╭─ SUPPLIED ENTRIES

PR #1007, opened 2022-08-24
Implemented a "timestamp preview" for the seek bar

Root-Core:
The timestamp that a click on the seek bar would set is shown in advance. This makes it easier to navigate in (not only) bigger files.

I also implemented touch support, which makes using the seekbar with touch way easier imho.
I have tested the touch part on a Microsoft Surface only yet, but it seems fine.

Mouse only: The preview is hidden after 1000ms while a track is played back or if the mouse moves out of the seek bar.

The feature is implemented into the normal player and in the file-plugin one.

### DIFF
--- a/js/app/controllers/playercontroller.js
+++ b/js/app/controllers/playercontroller.js
@@ -28,6 +28,7 @@ function ($scope, $rootScope, playlistService, Audio, gettextCatalog, Restangula
 	$scope.position = {
 		bufferPercent: '0%',
 		currentPercent: '0%',
+		currentPreview: null,
 		current: 0,
 		total: 0
 	};
@@ -519,6 +520,20 @@ function ($scope, $rootScope, playlistService, Audio, gettextCatalog, Restangula
 				setCurrentTrack(track);
 			}
 		}
+	};
+
+	$scope.seekbarPreview = function($event) {
+		if (!$scope.player.seekingSupported()) return;
+
+		var offsetX = $event.offsetX || $event.originalEvent.layerX;
+		var ratio = offsetX / $event.currentTarget.clientWidth;
+		var timestamp = ratio * $scope.position.total;
+		
+		$scope.position.currentPreview = timestamp;
+	};
+
+	$scope.seekbarLeave = function() {
+		$scope.position.currentPreview = null;
 	};
 
 	$scope.seekOffset = function(offset) {
--- a/js/app/controllers/playercontroller.js
+++ b/js/app/controllers/playercontroller.js
@@ -32,7 +32,7 @@ function ($scope, $rootScope, playlistService, Audio, gettextCatalog, Restangula
 		currentPreview: null,
 		currentPreview_ts: null, // Activation time stamp (Type: Date)
 		currentPreview_tf: null, // Transient mouse movement filter (Type: Number/Timer-Handle)
-		previewVisible: () => $scope.position.currentPreview && !$scope.position.currentPreview_tf,
+		previewVisible: () => ($scope.position.currentPreview !== null) && !$scope.position.currentPreview_tf,
 		current: 0,
 		total: 0
 	};
@@ -541,17 +541,22 @@ function ($scope, $rootScope, playlistService, Audio, gettextCatalog, Restangula
 	};
 
 	// Seekbar preview mouse support
-	$scope.seekbarPreview = function($event) {
-		if (!$scope.player.seekingSupported()) return;
-
+	function updateSeekPreview(xCoordinate) {
 		var seekBar = $('.seek-bar');
-		var offsetX = $event.clientX - seekBar.offset().left;
+		var offsetX = xCoordinate - seekBar.offset().left;
+		offsetX = Math.min(Math.max(0, offsetX), seekBar.width());
 		var ratio = offsetX / seekBar.width();
 		var timestamp = ratio * $scope.position.total;
-		
+
 		$scope.position.previewPercent = ratio * 100;
 		$scope.position.currentPreview = timestamp;
-		$scope.position.currentPreview_ts = Date.now();
+	}
+
+	$scope.seekbarPreview = function($event) {
+		if ($scope.player.seekingSupported()) {
+			updateSeekPreview($event.clientX);
+			$scope.position.currentPreview_ts = Date.now();
+		}
 	};
 
 	$scope.seekbarEnter = function() {
@@ -566,24 +571,16 @@ function ($scope, $rootScope, playlistService, Audio, gettextCatalog, Restangula
 
 	// Seekbar preview touch support
 	$scope.seekbarTouchLeave = function($event) {
-		if (!$scope.player.seekingSupported() || $event?.type !== 'touchend') return;
-		
-		// Reverse calculate on seek position
-		var ratio = $scope.position.currentPreview / $scope.position.total;
-		$scope.player.seek(ratio);
-		$scope.seekbarLeave();
+		if ($scope.player.seekingSupported() && $event?.type === 'touchend') {
+			$scope.player.seek($scope.position.previewPercent / 100);
+			$scope.seekbarLeave();
+		}
 	};
 
 	$scope.seekbarTouchPreview = function($event) {
-		if (!$scope.player.seekingSupported()) return;
-
-		var rect = $event.target.getBoundingClientRect();
-		var x = $event.targetTouches[0].clientX - rect.x;
-		var offsetX = Math.min(Math.max(0, x), rect.width);
-		var ratio = offsetX / rect.width;
-		var timestamp = ratio * $scope.position.total;
-
-		$scope.position.currentPreview = timestamp;
+		if ($scope.player.seekingSupported($event.targetTouches[0].clientX)) {
+			updateSeekPreview($event.targetTouches[0].clientX);
+		}
 	};
 
 	$scope.seekOffset = function(offset) {
--- a/js/app/controllers/playercontroller.js
+++ b/js/app/controllers/playercontroller.js
@@ -29,6 +29,7 @@ function ($scope, $rootScope, playlistService, Audio, gettextCatalog, Restangula
 		bufferPercent: '0%',
 		currentPercent: '0%',
 		currentPreview: null,
+		currentPreview_ts: null,
 		current: 0,
 		total: 0
 	};
@@ -108,6 +109,14 @@ function ($scope, $rootScope, playlistService, Audio, gettextCatalog, Restangula
 						onEnd();
 					}
 				}
+			}
+		}
+
+		// Show progress again instead of preview after a timeout of 1000ms
+		if ($scope.position.currentPreview_ts) {
+			var timeSincePreview = Date.now() - $scope.position.currentPreview_ts;
+			if (timeSincePreview >= 1000) {
+				$scope.seekbarLeave();
 			}
 		}
 	});
@@ -335,6 +344,7 @@ function ($scope, $rootScope, playlistService, Audio, gettextCatalog, Restangula
 			$scope.position.current = 0;
 			$scope.position.currentPercent = 0;
 			$scope.position.currentPreview = null;
+			$scope.position.currentPreview_ts = null;
 			$scope.position.bufferPercent = 0;
 			$scope.position.total = 0;
 		}
@@ -532,10 +542,12 @@ function ($scope, $rootScope, playlistService, Audio, gettextCatalog, Restangula
 		var timestamp = ratio * $scope.position.total;
 		
 		$scope.position.currentPreview = timestamp;
+		$scope.position.currentPreview_ts = Date.now();
 	};
 
 	$scope.seekbarLeave = function() {
 		$scope.position.currentPreview = null;
+		$scope.position.currentPreview_ts = null;
 	};
 
 	// Seekbar preview touch support
--- a/js/app/controllers/playercontroller.js
+++ b/js/app/controllers/playercontroller.js
@@ -26,11 +26,13 @@ function ($scope, $rootScope, playlistService, Audio, gettextCatalog, Restangula
 	$scope.shuffle = (localStorage.getItem('oc_music_shuffle') === 'true');
 	$scope.playbackRate = 1.0;  // rate can be 0.5~3.0
 	$scope.position = {
-		bufferPercent: '0%',
-		currentPercent: '0%',
+		bufferPercent: 0,
+		currentPercent: 0,
+		previewPercent: 0,
 		currentPreview: null,
 		currentPreview_ts: null, // Activation time stamp (Type: Date)
 		currentPreview_tf: null, // Transient mouse movement filter (Type: Number/Timer-Handle)
+		previewVisible: () => $scope.position.currentPreview && !$scope.position.currentPreview_tf,
 		current: 0,
 		total: 0
 	};
@@ -44,6 +46,9 @@ function ($scope, $rootScope, playlistService, Audio, gettextCatalog, Restangula
 	const PLAYBACK_RATE_STEPPING = 0.25;
 	const PLAYBACK_RATE_MIN = 0.5;
 	const PLAYBACK_RATE_MAX = 3.0;
+
+	$scope.min = Math.min;
+	$scope.abs = Math.abs;
 
 	// shuffle and repeat may be overridden with URL parameters
 	if ($location.search().shuffle !== undefined) {
@@ -408,11 +413,11 @@ function ($scope, $rootScope, playlistService, Audio, gettextCatalog, Restangula
 
 		$scope.position.current = position;
 		$scope.position.total = duration;
-		$scope.position.currentPercent = (duration > 0) ? position/duration*100 + '%' : 0;
+		$scope.position.currentPercent = (duration > 0) ? position/duration*100 : 0;
 	};
 
 	$scope.setBufferPercentage = function(percent) {
-		$scope.position.bufferPercent = Math.min(100, percent) + '%';
+		$scope.position.bufferPercent = Math.min(100, percent);
 	};
 
 	$scope.play = function() {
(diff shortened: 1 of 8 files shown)


paulijar:
Nice idea. However, after testing this, I feel that it is a tad too aggressive in how it replaces the current playback timestamp whenever the mouse cursor happens to pass over the progress bar.

I wonder, how difficult would it be to implement an alternative concept where the seek bar would support seeking with drag-and-drop and the preview would be shown only during the dragging.

How is the touch support supposed to work? When testing with Chrome and Firefox on Android, all I could see was that the predicted timestamp was shown briefly when long pressing some position on the seekbar.

Root-Core:
> Nice idea. However, after testing this, I feel that it is a tad too aggressive in how it replaces the current playback timestamp whenever the mouse cursor happens to pass over the progress bar.

I actually do not cross that often the progress bar without the reason of using it, so it has not bothered me too much. But to mitigate a rested cursor, i've implemented the timeout.

> I wonder, how difficult would it be to implement an alternative concept where the seek bar would support seeking with drag-and-drop and the preview would be shown only during the dragging.

I also tought about it, this is why I wanted some feedback first. I like this direct approach, but I can understand if it is too aggressive for others.

> How is the touch support supposed to work? When testing with Chrome and Firefox on Android, all I could see was that the predicted timestamp was shown briefly when long pressing some position on the seekbar.

Well.. I've tested it with Firefox on Windows. It works fine there.
After you touch into the seekbar it starts the preview feature and you can leave the seekbar with you finger afterwards and it will still work. On the end of the touch gesture, the selected timestamp is used to seek to.

Touch

It is hard to capture, as windows is a sometimes bad with showing the touch points.. but I hope you get the idea.

paulijar:
> But to mitigate a rested cursor, i've implemented the timeout.

Maybe it would help if there was a small delay also *before* showing the prediction. Something like 500ms could do the trick. That way, there would be no flickering when the mouse cursor just passes over the seekbar on its way to somewhere else.

Root-Core:
> Maybe it would help if there was a small delay also _before_ showing the prediction. Something like 500ms could do the trick. That way, there would be no flickering when the mouse cursor just passes over the seekbar on its way to somewhere else.

Aside from tooltips, I can't recall any UI element that exhibits such behavior. Do you know such UI elements?
It seems I can't find any while I'm hovering random elements in programs and websites on my computer.

In my experience, everything is instant when it comes to mouse input. There might be a additional animation or something, but some action will be taken immediately. If not, it feels sluggish quite quickly. 

A new tooltip kind of element could be added instead of replacing the timestamp, but to be honest I think this would feel more obtrusive.

paulijar:
Well, this *is* kind of tootip-like feature, so that's not a bad comparison. But there are also other, even more similar cases: when you hover over the icon of a running application on the taskbar of Windows, there is a small preview of the application window. However, this window doesn't appear immediately but with a delay of maybe half a second. With a delay this short, it still feels natural but prevents the action from triggering when the mouse cursor just passes by. And the open tabs in the top of the Chrome window work just the same. What is common to tooltips, these small popups, and the timestamp preview, is that they are all previews of what will happen if you click now.

Root-Core:
These examples _are_ tooltips, which are additional information - almost always implemented as "popups" - to an existing object in directly correlating positioning with the physical representation of it and / or the mouse, which is not really the case with this feature. Most objects do have a hover effect immediately and show the tooltip later (which is also the case for your examples), without this it really feels unnaturally. This might be a philosophical discussion though. As I said, I'm not sure how often a user would accidentally cross the seekbar in first place to be really bothered by this behavior. Other players are essentially doing the same thing, so I was under the impression this might work out.

One thing to consider is, that if I got the time to fix the bug with the touch input, it should show the same or similar behavior to the mouse input and a long press to activate this feature would feel wrong to me to be honest.

paulijar:
> These examples are tooltips, which are additional information

And so is this feature ;)

> in directly correlating positioning

Of course this feature is not *exactly* the same but still very similar. It's not really a significant difference if the thing appearing on hover is directly above the mouse cursor or two centimeters away. 

> Most objects do have a hover effect immediately and show the tooltip later

There is no hover effect on the seekbar and I wouldn't call this timestamp preview a hover effect either. But the mouse cursor does change when hovering over the seekbar and this kind of serves the same purpose as highlighting a thing which can be interacted with.

> I'm not sure how often a user would accidentally cross the seekbar in first place

It happens although not all the time. There are clickable things both on left and right side of the seek bar as well as below and above so sometimes the mouse cursor will cross the seek bar. And it will happen more often if we make the seek bar wider and sit below the other controls as discussed in https://github.com/owncloud/music/issues/1004.

> Other players are essentially doing the same thing

I take your word on that there are such players. But personally, I have never seen a feature like this on any player so it can't be all that common approach. Youtube, for instance, has a tooltip-like label following the mouse cursor and it appears with a small delay.

> Soundcloud for example uses a similar approach previewing the timestamp, it is also that direct.

I just visited https://soundcloud.com/ but I didn't see any feature like this.

> long press to activate this feature would feel wrong to me to be honest

Yes, obviously it's not a method which would be found or used by anyone. It was just the only way I could find to show the preview on touch devices when testing everything.

> I've tested it with Firefox on Windows. It works fine there.

Did you use some actual touch device to test this? Because I couldn't make it work using the touch emulation of Firefox developer tools on a non-touch device. Other than the Android phone, I have no touch devices to test with.

PS. Could you rebase your branch on top of the latest HEAD state of the master branch?

Root-Core:
> > These examples are tooltips, which are additional information
> 
> And so is this feature ;)

Hey! Do not end your quotes mid-sentence. :)

> Of course this feature is not _exactly_ the same but still very similar. It's not really a significant difference if the thing appearing on hover is directly above the mouse cursor or two centimeters away.

Well.. my other monitor is a 32:9 2xWQHD 49" one.. in that special case "two centimeters" is not really the appropriate term.

> There is no hover effect on the seekbar and I wouldn't call this timestamp preview a hover effect either. But the mouse cursor does change when hovering over the seekbar and this kind of serves the same purpose as highlighting a thing which can be interacted with.

It is no hover effect, that's true. But it is triggered by hovering. The mouse cursor change or some immediate indication is important, this is true.

> It happens although not all the time. There are clickable things both on left and right side of the seek bar as well as below and above so sometimes the mouse cursor will cross the seek bar. And it will happen more often if we make the seek bar wider and sit below the other controls as discussed in #1004.

If we redesign the controls, there are less UI elements "left and right of the seek bar" on the other hand. ;)
It is just some pixels tall, so the cursor passes the seek bar really fast. I might look if I could ignore these fast transients. A real delay feels bad in my eyes. Once you work with old computers for a moment, which are incredibly fast, smartphones feel sluggish again.

> > Other players are essentially doing the same thing
> 
> I take your word on that there are such players. But personally, I have never seen a feature like this on any player so it can't be all that common approach. Youtube, for instance, has a tooltip-like label following the mouse cursor and it appears with a small delay.

I had found some examples.. can't really remember them right now though. It's pretty late / early here right now.
Youtube has no delay for me, but it depends on the browser, monitor, refresh rate, os and computational power.. a little fade in seems apparent.

> I just visited https://soundcloud.com/ but I didn't see any feature like this.

Soundcloud

> Yes, obviously it's not a method which would be found or used by anyone. It was just the only way I could find to show the preview on touch devices when testing everything.

Sure, I just wanted to emphasize that coherence in the UX is important.

> Did you use some actual touch device to test this? Because I couldn't make it work using the touch emulation of Firefox developer tools on a non-touch device. Other than the Android phone, I have no touch devices to test with.

Yes, it was a Surface Pro with touch. The *.gif screenshot (in a previous post) is a recording of me touching on the screen.
Windows will most likely mix touch and mouse events.. MS is not necessarily known for sticking to standards.. but in this case it's not really clear if there are any standards in the first place.

> PS. Could you rebase your branch on top of the latest HEAD state of the master branch?

Sure thing, I'll do it while I fix the touch input.


PS. I think it's really interesting to discuss such topics as there are so many bad user interfaces out there, often from big companies, which could be fixed by little adjustments.

paulijar:
> It is just some pixels tall, so the cursor passes the seek bar really fast. I might look if I could ignore these fast transients. A real delay feels bad in my eyes.

The 500 ms I mentioned earlier was just an example. It's well possible, that something like 100-300 ms would be enough, but this would require some experimenting. With a short enough delay, the user might not even realize that there is any delay. 

On the other hand, the hide delay could maybe be longer than 1 second because now I feel that it may get hidden while I'm still considering if this is the right place to jump or not. Something like 2-3 secs could work.

> Youtube has no delay for me

I believe there is a delay but it is a really short one. Much shorter than on the Windows taskbar for instance. And I'm not certain if this is by design or just an implementation detail. But the preview does not flicker if the mouse cursor passes quickly over the seek bar, even if the hover effect of the seek bar would flicker.

Re: soundcloud

I guess the widget like the gif animation is shown only for the logged in users as there's no such thing when playing the songs on the landing page? I didn't care to create an account at this time.

That light orange coloring of the hover position seems like a good idea; I feel it makes it more clear that the shown timestamp is a prediction of the jump position. Maybe we should do something similar.

Root-Core:
> > It is just some pixels tall, so the cursor passes the seek bar really fast. I might look if I could ignore these fast transients. A real delay feels bad in my eyes.
> 
> The 500 ms I mentioned earlier was just an example. It's well possible, that something like 100-300 ms would be enough, but this would require some experimenting. With a short enough delay, the user might not even realize that there is any delay.

Yes, 500ms is way too much. I will play around with different delays, so that it feels right. The goal should clearly be that it doesn't feel like a delay at all.

> On the other hand, the hide delay could maybe be longer than 1 second because now I feel that it may get hidden while I'm still considering if this is the right place to jump or not. Something like 2-3 secs could work.

I actually do quite a lot of tests for such delays and less than 1000ms was way to fast. 1000ms feel okay as I'm able to remember where I parked my cursor (if I would move the cursor, the timestamp would change), but sure 1000ms is just the minimum and I don't mind raising the delay. It actually is a bit more than 1000ms already as the update rate of the player is not 100% accurate / it's resolution is not per ms.

> > Youtube has no delay for me
> 
> I believe there is a delay but it is a really short one. Much shorter than on the Windows taskbar for instance. And I'm not certain if this is by design or just an implementation detail. But the preview does not flicker if the mouse cursor passes quickly over the seek bar, even if the hover effect of the seek bar would flicker.

It's not really important tbh, it's fast and works. The up-sliding animation is sufficient enough to filter transients.

> > Re: soundcloud
> 
> I guess the widget like the gif animation is shown only for the logged in users as there's no such thing when playing the songs on the landing page? I didn't care to create an account at this time.

Nope. I'm not logged in. I was just playing back some track. It's the wave form on the page of a track.
I just clicked some random thing.. it seems you have to click the title, not the play button on the cover / thumbnail.

> That light orange coloring of the hover position seems like a good idea; I feel it makes it more clear that the shown timestamp is a prediction of the jump position. Maybe we should do something similar.

I have thought about that too. I was a bit intimidated to change the actual design of the seek bar in a first implementation. It has 3 different colors already - I think - and as it is still as small as it is, it seemed overwhelming if multiple layers showed up all at the same moment. It makes a whole lot more sense, if we actually redesign the seek bar.

It would be a good feature indeed. Any idea about the color scheme? It would be nice if there are accent colors defined by the theme or something. I have never looked into this stuff on OC/NC.

Root-Core:
I added the transient filter and changed the reset delay to ~2000ms. Git had some problems with the rebase it seems though. I could reset the branch and force push the current change if you want.

paulijar:
Thanks. I like the way it works now. And sorry for the delay, I have been busy with other things.

> It would be a good feature indeed. Any idea about the color scheme? It would be nice if there are accent colors defined by the theme or something. I have never looked into this stuff on OC/NC.

I don't believe that there would be any readily available accent color to use here. At least not a one which would be available on all supported cloud versions. The current progress bar has the color set as constant value here: https://github.com/owncloud/music/blob/fdba21e1aded8ff8333104694c011365d8997751/css/music-controls.css#L169
The buffered bar has the same color but with opacity 0.1. The preview effect could have the same color with opacity 0.5 or something.

js/app/controllers/playercontroller.js
```diff
@@ -479,10 +493,61 @@ function ($scope, $rootScope, playlistService, Audio, gettextCatalog, Restangula
...
+		var ratio = offsetX / $event.currentTarget.clientWidth;
+		var timestamp = ratio * $scope.position.total;
+		
+		$scope.position.currentPreview = timestamp;
+		$scope.position.currentPreview_ts = Date.now();
+	};
+
+	$scope.seekbarEnter = function() {
+		// Simple filter for transient mouse movements
+		$scope.position.currentPreview_tf = setTimeout(function() {
```
paulijar, line 510: This is unnecessarily convoluted. We can use the angular function $timeout, and the callback will be automatically executed within the angular digest loop. Something like
`$scope.position.currentPreview_tf = $timeout(() => $scope.position.currentPreview_tf = null, 100);`

js/app/controllers/playercontroller.js
```diff
@@ -479,10 +493,61 @@ function ($scope, $rootScope, playlistService, Audio, gettextCatalog, Restangula
...
+
+	$scope.seekbarLeave = function() {
+		$scope.position.currentPreview = null;
+		$scope.position.currentPreview_ts = null;
+	};
+
+	// Seekbar preview touch support
+	$scope.seekbarTouchLeave = function($event) {
+		if (!$scope.player.seekingSupported() || $event?.type !== 'touchend') return;
+
```
paulijar, line 526: I usually try to avoid multiple exit points in the functions, unless the additional exit point shortens or simplifies the function significantly. Here, inverting the if condition and having the logic within the body of the if wouldn't be any more complex:
```
if ($scope.player.seekingSupported() && $event?.type === 'touchend') {
    // do the calculation and seeking
}
```

Root-Core: I like to keep the functions as lean as possible. I worked on a big project from the callback **hell** once and have refactored the whole code base.. since then I try to avoid nesting and if something is considered as abort condition, I will do it fast and lean on the beginning of the function.

But no problem, I will change the corresponding locations.

js/app/controllers/playercontroller.js
Root-Core: Unfortunately, this does not work. Sure, I can make use of the $timeout function, but the scope does not update on changed object properties. You have to manually apply the changes or set watchers. I have tried to find a better solution, but this was the only working one without setting watchers etc.

However, it's been a few years since I last used my AngularJS voodoo.. so don't take my word for it.

Root-Core:
> Thanks. I like the way it works now. And sorry for the delay, I have been busy with other things.

No problem, I'm glad you like it.

> I don't believe that there would be any readily available accent color to use here. At least not a one which would be available on all supported cloud versions. The current progress bar has the color set as constant value here:
> 
> https://github.com/owncloud/music/blob/fdba21e1aded8ff8333104694c011365d8997751/css/music-controls.css#L169

Hm.. not sure if this will work, as you might want to seek back and if the progress bar is at 1.0 opacity, the preview would not show at all. We would have to calculate the color instead, which might be difficult for non grey-scale colors.

It also would be nice to see the current progress bar and the preview at the same time, which should be achievable with an overlaying, brighter color with opacity.

paulijar:
> Hm.. not sure if this will work, as you might want to seek back and if the progress bar is at 1.0 opacity, the preview would not show at all.

Yeah, it would require some additional logic at least. The way it works on Soundcloud is that basically the progress bar and the hover prediction bar swap colors when the hover position is to the left from the current progress position. So the darker bar is always on the left and the lighter bar to right from it. But what dark and light color indicate, depends on if the hover position is in the past or in the future. This sounds kind of complex, but in action, it feels quite intuitive.

js/app/controllers/playercontroller.js
paulijar: I just tested with my suggested line of code and it worked perfectly for me.

Root-Core:
I created a little mockup by cloning the progress bar and editing the style.. I just picked some color from the header and gave it 25% opacity. 

15% progress: grafik

75% progress: grafik

paulijar:
If you would now set in your mock-up the width of the `.play-bar` to be `min(currentPercent, previewPercent)`, then it should look similar to Souncloud, right?

Root-Core:
Weird.. it seems the screenshots got cropped after posting them. But you still can get the idea..

> If you would now set in your mock-up the width of the .play-bar to be min(currentPercent, previewPercent), then it should look similar to Souncloud, right?

I don't think so, they use a different approach. They seem to use the color for both with opacity for the preview. If the preview is lower than progress, they swap colors. In that case the preview would also need to set it's position accordingly to ```previewPercent``` and it's width to ```currentPercent - previewPercent```, if I'm not mistaken.

I'm not sure if the screenshots show the full behavior of the Soundcloud seek bar. I can not make them right now, sorry.

paulijar:
> They seem to use the same color for both with opacity for the preview. If the preview is less than progress, they swap colors.

Yes, this is one way to see it.

> In that case the preview would also need to set it's position accordingly to previewPercent and it's width to currentPercent - previewPercent, if I'm not mistaken.

Yes, I believe we have a common understanding of this. So if we define:
A = current playback percent
B = current hover prediction percent

Then we will get the Soundcloud-like behavior if we set
```
.opaque-bar {
    opacity: 1.0;
    left: 0;
    width: min(A, B)
}
.translucent-bar {
    opacity: 0.5;
    left: min(A, B);
    width: abs(A - B);
}
```
Obviously, that's not correct css syntax and we can't write such dynamic behavior into css file but I hope you got the idea.

Root-Core:
So we want to implement a Soundcloud-like behavior, right?
I think your pseudo code should work like that.

------------------

> Obviously, that's not correct css syntax and we can't write such dynamic behavior into css file but I hope you got the idea.

Are you *really* sure about this?

You actually can define variables in CSS and change them via JavaScript. This use case should absolutely be possible. The math operations ```min()```,  ```max()``` and  ```abs()``` are supported. Sure, you need to change the syntax a little.. but it should work. 

So the dynamic behavior is implemented in the CSS file, but triggered externally via JS.
Sorry for getting side tracked..

paulijar:
> So we want to implement a Soundcloud-like behavior, right?

Yes. I mean, some other system might work just as well. But in Soundcloud we have an example which looks and feels nice and intuitive, so copying it seems like an easy and safe option.

> Are you *really* sure about this?

Well, not really. It's possible that CSS can nowadays do all kinds of neat tricks which I'm not aware of. But one thing to consider here is again the IE support. All the neatest tricks are probably not supported on IE. It's okay if the eye-candy doesn't show up on IE but it's not okay if the current basic behavior gets broken. Luckily, ownCloud adds the class "ie" on the root <html> element when running on IE. Hence, IE-specific styles can be defined like this:
https://github.com/owncloud/music/blob/5c06f00c7fa21f6dfff39354c7be1e9828a551b2/css/music-controls.css#L96

paulijar:
This branch would need another rebasing. This time it will involve resolving some conflicts but nothing too severe, I believe.

paulijar:
Rebased

Root-Core:
I'm currently a bit busy.. I have rebased it locally and started working on it / refactoring the seekbar, but my time will be severly constrained the next weeks. I didn't want to generate noise with unfinished code.

paulijar:
I have now been working on the translucent preview bar a bit. I have implemented the first working version for the main app which just needs a bit of polishing and more testing. I haven't looked yet on the embedded Files player.

paulijar:
@Root-Core Do you want me to push my "preview bar" changes to your branch now, or would you like to finish your refactoring first?

paulijar:
@Root-Core Are you planning to work on this during the next few days? Because of the https://github.com/owncloud/music/issues/1017, I'd like to release Music v1.7.0 soon and it would be nice to get this PR included there. It's also an option to release this feature without the working touch support, and fix that in some later release. Or I could try to look into it myself although I'm not yet sure if I have time for that.

paulijar:
I now managed to fix the touch support as well as a few other small issues. Furthermore, I implemented the translucent preview bar also for the embedded Files player. I have pushed all my changes to the PR branch and rebased it again, making it ready for merging.

paulijar:
Merged. Thanks again for all your hard work on this!

paulijar:
This PR is now released in Music v1.7.0.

╰─

WORK TO COMPLETE →
Scan the entries above and show each line that contains the word "grafik".

SOLVED PROBLEM →
15% progress: grafik
75% progress: grafik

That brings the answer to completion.